[Data for this task Boundary: Start]
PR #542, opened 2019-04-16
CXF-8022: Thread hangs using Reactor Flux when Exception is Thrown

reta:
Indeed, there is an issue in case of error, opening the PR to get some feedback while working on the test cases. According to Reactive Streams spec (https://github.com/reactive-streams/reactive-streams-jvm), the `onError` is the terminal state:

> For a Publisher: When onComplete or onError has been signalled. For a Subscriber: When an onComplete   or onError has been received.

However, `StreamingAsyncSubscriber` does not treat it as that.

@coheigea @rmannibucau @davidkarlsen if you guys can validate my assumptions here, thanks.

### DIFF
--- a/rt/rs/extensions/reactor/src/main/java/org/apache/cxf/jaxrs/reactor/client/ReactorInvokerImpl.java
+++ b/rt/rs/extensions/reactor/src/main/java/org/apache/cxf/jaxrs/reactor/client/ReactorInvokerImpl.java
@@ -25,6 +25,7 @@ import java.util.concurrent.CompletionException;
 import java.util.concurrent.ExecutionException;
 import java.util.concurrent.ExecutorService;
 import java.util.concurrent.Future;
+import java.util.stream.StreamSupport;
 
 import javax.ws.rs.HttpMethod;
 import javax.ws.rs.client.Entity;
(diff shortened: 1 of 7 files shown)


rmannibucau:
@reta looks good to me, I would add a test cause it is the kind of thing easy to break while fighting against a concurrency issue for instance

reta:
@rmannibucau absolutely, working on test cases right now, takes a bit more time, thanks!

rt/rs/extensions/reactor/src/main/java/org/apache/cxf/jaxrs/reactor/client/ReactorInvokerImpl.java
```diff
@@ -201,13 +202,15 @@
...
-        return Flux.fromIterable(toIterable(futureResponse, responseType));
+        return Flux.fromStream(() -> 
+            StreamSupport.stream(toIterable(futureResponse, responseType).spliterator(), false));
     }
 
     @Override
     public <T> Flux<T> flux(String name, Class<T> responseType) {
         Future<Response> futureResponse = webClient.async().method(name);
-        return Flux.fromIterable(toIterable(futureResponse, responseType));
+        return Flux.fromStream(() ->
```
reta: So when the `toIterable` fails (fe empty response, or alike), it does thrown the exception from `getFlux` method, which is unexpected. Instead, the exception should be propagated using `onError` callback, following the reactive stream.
[Data for this task Boundary: End]
[Data for this task Boundary: Start]
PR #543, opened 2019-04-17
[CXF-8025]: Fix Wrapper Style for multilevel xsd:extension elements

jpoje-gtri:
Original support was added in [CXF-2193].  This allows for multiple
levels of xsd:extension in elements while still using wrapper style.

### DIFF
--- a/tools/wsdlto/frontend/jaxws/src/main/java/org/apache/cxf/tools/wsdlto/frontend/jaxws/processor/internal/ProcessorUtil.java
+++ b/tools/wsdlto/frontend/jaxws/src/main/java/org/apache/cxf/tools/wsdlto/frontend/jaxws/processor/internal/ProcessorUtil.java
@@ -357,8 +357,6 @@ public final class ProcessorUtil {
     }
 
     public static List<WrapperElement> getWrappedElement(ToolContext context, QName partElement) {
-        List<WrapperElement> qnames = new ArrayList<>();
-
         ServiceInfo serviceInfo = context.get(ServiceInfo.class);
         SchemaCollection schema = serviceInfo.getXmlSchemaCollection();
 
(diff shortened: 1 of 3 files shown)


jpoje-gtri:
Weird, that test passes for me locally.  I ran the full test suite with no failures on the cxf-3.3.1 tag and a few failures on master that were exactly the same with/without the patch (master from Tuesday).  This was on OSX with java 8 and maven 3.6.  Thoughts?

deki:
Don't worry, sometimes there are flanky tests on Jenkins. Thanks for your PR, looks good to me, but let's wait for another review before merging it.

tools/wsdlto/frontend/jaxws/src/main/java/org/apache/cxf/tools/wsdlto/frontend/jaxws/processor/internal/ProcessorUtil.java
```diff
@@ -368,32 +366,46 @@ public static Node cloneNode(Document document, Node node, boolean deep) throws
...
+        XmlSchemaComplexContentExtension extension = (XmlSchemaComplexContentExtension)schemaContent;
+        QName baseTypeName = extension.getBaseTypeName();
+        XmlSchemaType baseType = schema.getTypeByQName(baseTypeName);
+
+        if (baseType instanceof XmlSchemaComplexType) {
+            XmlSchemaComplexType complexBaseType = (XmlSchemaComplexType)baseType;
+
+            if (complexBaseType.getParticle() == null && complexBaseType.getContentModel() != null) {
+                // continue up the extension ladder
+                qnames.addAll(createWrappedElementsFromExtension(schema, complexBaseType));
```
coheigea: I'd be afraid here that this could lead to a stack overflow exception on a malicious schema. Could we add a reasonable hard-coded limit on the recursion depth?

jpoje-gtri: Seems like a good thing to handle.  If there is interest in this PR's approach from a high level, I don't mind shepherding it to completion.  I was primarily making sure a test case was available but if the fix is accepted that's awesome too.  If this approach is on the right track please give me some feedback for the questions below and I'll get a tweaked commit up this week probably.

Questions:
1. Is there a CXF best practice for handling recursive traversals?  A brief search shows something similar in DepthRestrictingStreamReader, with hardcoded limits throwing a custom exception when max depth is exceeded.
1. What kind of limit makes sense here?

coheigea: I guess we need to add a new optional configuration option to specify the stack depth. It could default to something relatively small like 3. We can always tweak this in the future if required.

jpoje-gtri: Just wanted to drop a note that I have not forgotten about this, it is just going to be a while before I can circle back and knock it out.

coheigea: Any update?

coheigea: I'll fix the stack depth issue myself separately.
[Data for this task Boundary: End]
* What is needed:
Extract exactly and only the lines above from the line containing "coheigea: Any update?" through the line containing "coheigea: I'll fix", both end lines included.

* Written response:
coheigea: Any update?

coheigea: I'll fix the stack depth issue myself separately.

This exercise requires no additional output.